[Records shown Boundary: Start]

PR #879, opened 2022-09-01
feat(StatusListItem): Added new properties to handle inline tags needed in the wallet section

Khushboo-dev-cpp:
feat(StatusListItem): Added new properties to handle inline tags needed in the wallet section

### Checklist

- [x] update sandbox app

### DIFF
--- a/sandbox/controls/ListItems.qml
+++ b/sandbox/controls/ListItems.qml
@@ -576,4 +576,42 @@ ColumnLayout {
         asset.isLetterIdenticon: true
         loadingFailed: true
     }
+
+    StatusListItem {
+        implicitWidth: 600
+        title: "List Item with Tags"
+        subTitle: "03:32"
+        asset.isLetterIdenticon: true
+        inlineTagModel: 6
+        inlineTagDelegate: StatusListItemTag {
+            height: 24
+            title: "tag"
+            asset.isLetterIdenticon: true
+        }
+        components: [
+            ColumnLayout {
+                Row {
+                    Layout.alignment: Qt.AlignRight
+                    spacing: 4
+                    StatusIcon {
+                        color:  Theme.palette.successColor1
+                        icon: "arrow-up"
+                        rotation: 135
+                        height: 18
+                    }
+                    StatusBaseText {
+                        text: "0.0000015 ETH"
+                        font.pixelSize: 15
+                        color: Theme.palette.directColor1
+                    }
+                }
+                StatusBaseText {
+                    Layout.alignment: Qt.AlignRight
+                    text: "1201.10 USD"
+                    font.pixelSize: 15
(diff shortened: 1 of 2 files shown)


PascalPrecht:
Code-wise this looks straight forward... what I've noticed though, is that we already have a `tagsModel`. I assume it's a different thing otherwise you wouldn't introduce a new thing, but I'm wondering if this is getting a little bit out of hand.

Would it be possible to maybe have only one tagsModel and a flag which specificies whether we have "inline" tags or not?
Do we have cases were we want to render both types of tags at the same time?

alexandraB99 (changes requested):
@Khushboo-dev-cpp could you please create a new list item, `StatusTagListItem` or similar please? this StatusListItem is getting very big with 400 lines of code, thus unmaintainable.

Khushboo-dev-cpp:
> Code-wise this looks straight forward... what I've noticed though, is that we already have a `tagsModel`. I assume it's a different thing otherwise you wouldn't introduce a new thing, but I'm wondering if this is getting a little bit out of hand.
> 
> Would it be possible to maybe have only one tagsModel and a flag which specificies whether we have "inline" tags or not? Do we have cases were we want to render both types of tags at the same time?

Hey @PascalPrecht I had thought of the same solution, I dont have a use case right now where we need both, I could add a flag for isInlineTag and update this :)

Khushboo-dev-cpp:
> @Khushboo-dev-cpp could you please create a new list item, `StatusTagListItem` or similar please? this StatusListItem is getting very big with 400 lines of code, thus unmaintainable.

Hey @alexandraB99 ! I agree this StatusListItem is rather growing rapidly, however should I make this separate already? I think with new design system we will have a clear overview of what a list item will be and we can then decide how to separate them? let me know what you think?

alexandraB99 (approved):
let's revise when we got the new design system work

Khushboo-dev-cpp:
> > Code-wise this looks straight forward... what I've noticed though, is that we already have a `tagsModel`. I assume it's a different thing otherwise you wouldn't introduce a new thing, but I'm wondering if this is getting a little bit out of hand.
> > Would it be possible to maybe have only one tagsModel and a flag which specificies whether we have "inline" tags or not? Do we have cases were we want to render both types of tags at the same time?
> 
> Hey @PascalPrecht I had thought of the same solution, I don't have a use case right now where we need both, I could add a flag for isInlineTag and update this :)

Hey @PascalPrecht I was looking at adding the flag I remembered why I didn't do it in the first place, its because adding this is making add many if else cases to handle height etc and it doesn't work perfectly. If you do not think its a very inconvenient to the end user I'd like to keep it as it is

PascalPrecht:
@Khushboo-dev-cpp perfectly fine, I was just throwing out ideas :)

[Records shown Boundary: End]

* Directions: What is needed is an exact copy of all the data above.

* Result below:
PR #879, opened 2022-09-01
feat(StatusListItem): Added new properties to handle inline tags needed in the wallet section

Khushboo-dev-cpp:
feat(StatusListItem): Added new properties to handle inline tags needed in the wallet section

### Checklist

- [x] update sandbox app

### DIFF
--- a/sandbox/controls/ListItems.qml
+++ b/sandbox/controls/ListItems.qml
@@ -576,4 +576,42 @@ ColumnLayout {
         asset.isLetterIdenticon: true
         loadingFailed: true
     }
+
+    StatusListItem {
+        implicitWidth: 600
+        title: "List Item with Tags"
+        subTitle: "03:32"
+        asset.isLetterIdenticon: true
+        inlineTagModel: 6
+        inlineTagDelegate: StatusListItemTag {
+            height: 24
+            title: "tag"
+            asset.isLetterIdenticon: true
+        }
+        components: [
+            ColumnLayout {
+                Row {
+                    Layout.alignment: Qt.AlignRight
+                    spacing: 4
+                    StatusIcon {
+                        color:  Theme.palette.successColor1
+                        icon: "arrow-up"
+                        rotation: 135
+                        height: 18
+                    }
+                    StatusBaseText {
+                        text: "0.0000015 ETH"
+                        font.pixelSize: 15
+                        color: Theme.palette.directColor1
+                    }
+                }
+                StatusBaseText {
+                    Layout.alignment: Qt.AlignRight
+                    text: "1201.10 USD"
+                    font.pixelSize: 15
(diff shortened: 1 of 2 files shown)


PascalPrecht:
Code-wise this looks straight forward... what I've noticed though, is that we already have a `tagsModel`. I assume it's a different thing otherwise you wouldn't introduce a new thing, but I'm wondering if this is getting a little bit out of hand.

Would it be possible to maybe have only one tagsModel and a flag which specificies whether we have "inline" tags or not?
Do we have cases were we want to render both types of tags at the same time?

alexandraB99 (changes requested):
@Khushboo-dev-cpp could you please create a new list item, `StatusTagListItem` or similar please? this StatusListItem is getting very big with 400 lines of code, thus unmaintainable.

Khushboo-dev-cpp:
> Code-wise this looks straight forward... what I've noticed though, is that we already have a `tagsModel`. I assume it's a different thing otherwise you wouldn't introduce a new thing, but I'm wondering if this is getting a little bit out of hand.
> 
> Would it be possible to maybe have only one tagsModel and a flag which specificies whether we have "inline" tags or not? Do we have cases were we want to render both types of tags at the same time?

Hey @PascalPrecht I had thought of the same solution, I dont have a use case right now where we need both, I could add a flag for isInlineTag and update this :)

Khushboo-dev-cpp:
> @Khushboo-dev-cpp could you please create a new list item, `StatusTagListItem` or similar please? this StatusListItem is getting very big with 400 lines of code, thus unmaintainable.

Hey @alexandraB99 ! I agree this StatusListItem is rather growing rapidly, however should I make this separate already? I think with new design system we will have a clear overview of what a list item will be and we can then decide how to separate them? let me know what you think?

alexandraB99 (approved):
let's revise when we got the new design system work

Khushboo-dev-cpp:
> > Code-wise this looks straight forward... what I've noticed though, is that we already have a `tagsModel`. I assume it's a different thing otherwise you wouldn't introduce a new thing, but I'm wondering if this is getting a little bit out of hand.
> > Would it be possible to maybe have only one tagsModel and a flag which specificies whether we have "inline" tags or not? Do we have cases were we want to render both types of tags at the same time?
> 
> Hey @PascalPrecht I had thought of the same solution, I don't have a use case right now where we need both, I could add a flag for isInlineTag and update this :)

Hey @PascalPrecht I was looking at adding the flag I remembered why I didn't do it in the first place, its because adding this is making add many if else cases to handle height etc and it doesn't work perfectly. If you do not think its a very inconvenient to the end user I'd like to keep it as it is

PascalPrecht:
@Khushboo-dev-cpp perfectly fine, I was just throwing out ideas :)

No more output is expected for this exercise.